J2EE also uses an IOC pattern, but realizes it via context or JNDI lookups, which according to Stuart is more cumbersome. Also, evidently Spring minimizes the number of dependencies upon itself, while such dependencies are prolific in J2EE. Never having worked with J2EE, I am parroting what I heard at the seminar. I did find the explanation of Spring much easier to comprehend compared to some J2EE classes I took last year.

The final core component of Spring is Aspect Oriented Programming. If I took nothing else out the symposium, I learned that AOP rocks! I had some exposure to AOP prior to NFJS, but the message was really brought home in Stuart’s talks. I took an entire seminar on Spring and AOP, so I will cover the details in an upcoming blog. Again, the biggest downside to AOP in Spring is the massive XML burden it brings along.

During this talk, Stuart also presented examples of support services provided by Spring. He showed an example using a JDBC that showed how simple it was to connect to a database from a Spring container. He followed that up with a Hibernate example. I am really interested in Hibernate and it is dead easy to use in Spring, but for now, I plan to learn stand-alone Hibernate so that I really understand it well. After that, I will probably explore using it in Spring.

The last topic Stuart covered was Spring’s answer to security, called ACEGI. Again, I took an entire seminar on the topic, and so will reserve the details for a later blog.

NFJS - Intro

One of my goals for the year was to improve my technical skills, particularly related to Java surround technology. One of the first things I did to realize this goal was to start attending meetings of the Boulder Java User’s Group and Denver Java User’s Group. Both JUGs attract excellent speakers who cover interesting and relevant topics. If you live in the Denver area, I highly recommend attending.

While I will probably blog more on these meetings at a later date, the point today is that through these meetings, I learned of the 2006 Rocky Mountain Software Symposium, a.k.a, the No Fluff Just Stuff Tour. The symposium was held near Avaya and after looking at the seminars available, I decided I wanted to attend. The first option, obviously, was to pay for it myself. While I was willing to do so, I decided to first see if Avaya would foot the bill. The company ended up sending me along with two co-workers. SCORE!!!

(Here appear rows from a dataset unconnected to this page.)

PR #877, opened 2026-06-17
fix(algo): treat near-collinear wire-builder junctions as continuations

andymai:
## Summary

Fixes the multi-tongue gridfinity baseplate dovetail fuse going non-manifold (~20 free/over-shared edges) when a tongue is fused into a wall face that an earlier tongue already split.

**Stacks on #875** (the dovetail FUSE-hang fix). Base that branch first if reviewing the full series; this PR is diffed against `main` and may need a trivial rebase once #875 merges.

## Root cause (confirmed by native repro, not assumed)

The GFA face splitter's minimum-clockwise-angle wire-builder traversal (`clockwise_angle` in `crates/algo/src/builder/wire_builder.rs`) wove a **zero-area slit** instead of splitting a face when a section edge met two **collinear** boundary edges at a T-junction.

The gridfinity tongue cap is exactly this: a trapezoid whose slanted base edge passes straight through the wall-line section point (the 0.01 mm overlap puts that point exactly on the base line). At the junction the boundary "bar" continues straight and the section "stem" branches perpendicular; the min-clockwise rule must pick the stem (the face split), and a straight continuation is meant to score TAU (worst).

`clockwise_angle` only flagged a straight continuation when the swept angle `da < 1e-14`. But at a collinear junction `da` is pure rounding noise (the angles flow through `atan2`, subtraction, `rem_euclid`) and lands anywhere up to ~1e-12 depending on the vertex coordinates. The **same tongue** split cleanly at `y=9` (`da=1.8e-15`, under the cutoff → TAU) but failed 40 mm away at `y=49` (`da=1.7e-13`, over the cutoff → scored ~0). When it scored ~0 the boundary continuation **beat** the real section branch, so the section never split the cap: the cap stayed whole and overlapped its own sliver, producing 3 edges shared by 3 faces plus 1 free edge per tongue (~20 across the baseplate), which forced the slow mesh-boolean fallback.

This was localized by dumping, per cap face: the section edges, the parent loop, the wire-builder loop set, each loop's area, and finally the traversal's per-junction turn scores — which showed identical UV geometry but a `da` flipping across the 1e-14 boundary between the two tongues.

## Fix

Widen the continuation band in `clockwise_angle` from `1e-14` to `1e-9` rad (and fold the symmetric near-TAU case). Safe by construction:
- At a 2-edge junction the lone continuation is still the minimum and is taken regardless of its score.
- At a 3+-edge junction a numerically-collinear continuation should always lose to a genuine branch — which is exactly the face split the traversal exists to find.

## Tests

- `wire_builder`: `clockwise_angle_treats_near_collinear_as_continuation` (the exact `da=1.7e-13` case — fails under the old 1e-14 cutoff) and `t_junction_with_collinear_bar_splits_into_two` (the minimal 2D form).
- `boolean`: new `baseplate_two_tongues_far_apart_resplit_is_watertight` (tongue A on a clean slab is watertight; tongue B 40 mm away fused into the A-split wall must stay watertight — failed before, passes now), and `baseplate_dovetail_sequential_fuse_no_mesh_blowup` now asserts a closed manifold at **every** step plus a constant per-tongue volume increment.

## Scope note

This fixes the multi-tongue re-split of **plain trapezoidal** tongues. The gridfinity tool's *basic* dovetail tile still falls to mesh because each tongue is additionally **relieved** with a through-cut gridfinity pocket (a 5-section ruled loft with rounded-rect/tapered sections), so the fused operand carries curved + sloped surfaces — a separate, deeper boolean path. Confirmed via 5 native repros (two-tongue, realistic-baseplate perpendicular-edge, slab-with-pocket, grid-of-pockets, box-relieved tongue) that the plain-tongue path is now watertight; the relieved-tongue/curved-boolean fuse is out of scope for this change.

It was well worth the time. I learned a lot of great stuff.

Future blogs will summarize the seminars I attended. Along the way, I will also share some of the most interesting ideas and soundbites that I took away from them.

Until then, here are some general soundbites I took away from the speakers and attendees…

  • Java is not just a language, it is a framework.

  • Who needs architects?

  • Right to left scheduling. <= One of my favorites!

  • And a bonus quote from a speaker (I wish I could remember who) at a local JUG:
    • Any project with more than 10 team members is bound to fail!

Monday, May 08, 2006

Why am I blogging...

Short answer, cuz all the cool kids are doing it!

Longer answer. I've really enjoyed reading other peoples blogs. In particular, a friend of mine writes on some interesting things. A local technical author has also peaked my interest. And while Joel On Software isn't really a blog, Joel uses it as a forum to share ideas, which I hope to do as well.

My focus will be on some kind of geeky things, but I reserve the right to stray into unfamiliar territory when the mood strikes. I probably won't be the most consistent blogger in the world, but since I won't be the most scintillating either, you won't be missing much.

First up... The No Fluff Just Stuff seminar.